Non-negative matrix factorization algorithm for the deconvolution of one dimensional chromatograms

In chromatogram analysis, overlapped chromatograms are difficult to analyze if they are not resolved. The conventional multivariate resolution techniques do not give accurate results when the chromatograms are severely overlapped. In this work, ML-NMFdiv, modified non-negative matrix factorization (NMF) with divergence objective algorithm has been proposed for the separation of severely overlapped chromatograms of acetone and acrolein mixture. Before applying NMF, principal component analysis (PCA) is applied to determine number of components in the mixture taken.
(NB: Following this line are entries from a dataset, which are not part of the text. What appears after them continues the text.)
PR #558, opened 2022-04-25
fix: disalbe bounce option for macos, closes #557

### LINKED ISSUE #557: Set scroll bounce on WKWebView
MacOS has this bounce effect when you scroll. I would like to disable it. I think it is `webView.scrollView.bounces = NO;`. I think the default should be `false`, like it is in for example Electron.

Tried to do this in CSS, but I couldn't find a working solution so far. I've read that adding a certain class to all of the elements in the DOM fixes it, or applying some JS, but it is a real hassle. Most people suggest just setting the bounces property to NO.

- [ ] Yes
- [x] No

**Additional context**
None

yuta24:
I fixed https://github.com/tauri-apps/wry/issues/557.

- [ ] Bugfix
- [x] Feature
- [ ] Docs
- [ ] New Binding issue #___
- [ ] Code style update
- [ ] Refactor
- [ ] Build-related changes
- [ ] Other, please describe:

- [x] No

### Checklist

### Other information

For compatibility, bounce is On by default.

### DIFF
--- a/src/webview/mod.rs
+++ b/src/webview/mod.rs
@@ -65,6 +65,8 @@ pub struct WebViewAttributes {
   pub visible: bool,
   /// Whether the WebView should be transparent. Not supported on Windows 7.
   pub transparent: bool,
+  /// Whether the WebView should be bounce. Supported on macOS only.
+  pub bounce: bool,
   /// Whether load the provided URL to [`WebView`].
   pub url: Option<Url>,
   /// Whether load the provided html string to [`WebView`].
@@ -160,6 +162,7 @@ impl Default for WebViewAttributes {
       user_agent: None,
       visible: true,
       transparent: false,
+      bounce: true,
       url: None,
       html: None,
       initialization_scripts: vec![],
@@ -206,6 +209,12 @@ impl<'a> WebViewBuilder<'a> {
   /// Sets whether the WebView should be transparent.
   pub fn with_visible(mut self, visible: bool) -> Self {
     self.webview.visible = visible;
+    self
+  }
+
+  /// Sets whether the WebView should be bounce. Supported on macOS only.
+  pub fn with_bounce(mut self, bounce: bool) -> Self {
+    self.webview.bounce = bounce;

Most of the NMF algorithms used so far for chromatogram separation do not converge to a stable limit point and no uniqueness in the results. To get unique results, instead of random initialization, three different initialization methods namely, Robust initialization, NNDSVD (Non-Negative Double Singular Value Decomposition) based initialization and EFA (Evolving Factor Analysis) based initializations, have been used in this work and the performances are compared. The multiplicative update of already existing NMFdiv algorithm has been modified and proposed in this work as ML-NMFdiv (NMFdiv with modified multiplicative update) for overlapped chromatogram separation to improve the convergence. The proposed ML-NMFdiv algorithm is applied on the simulated and experimental chromatograms obtained for acetone and acrolein mixture. The results of proposed ML-NMFdiv are compared with existing Multivariate Curve Resolution-Alternating Least Square (MCR-ALS) method.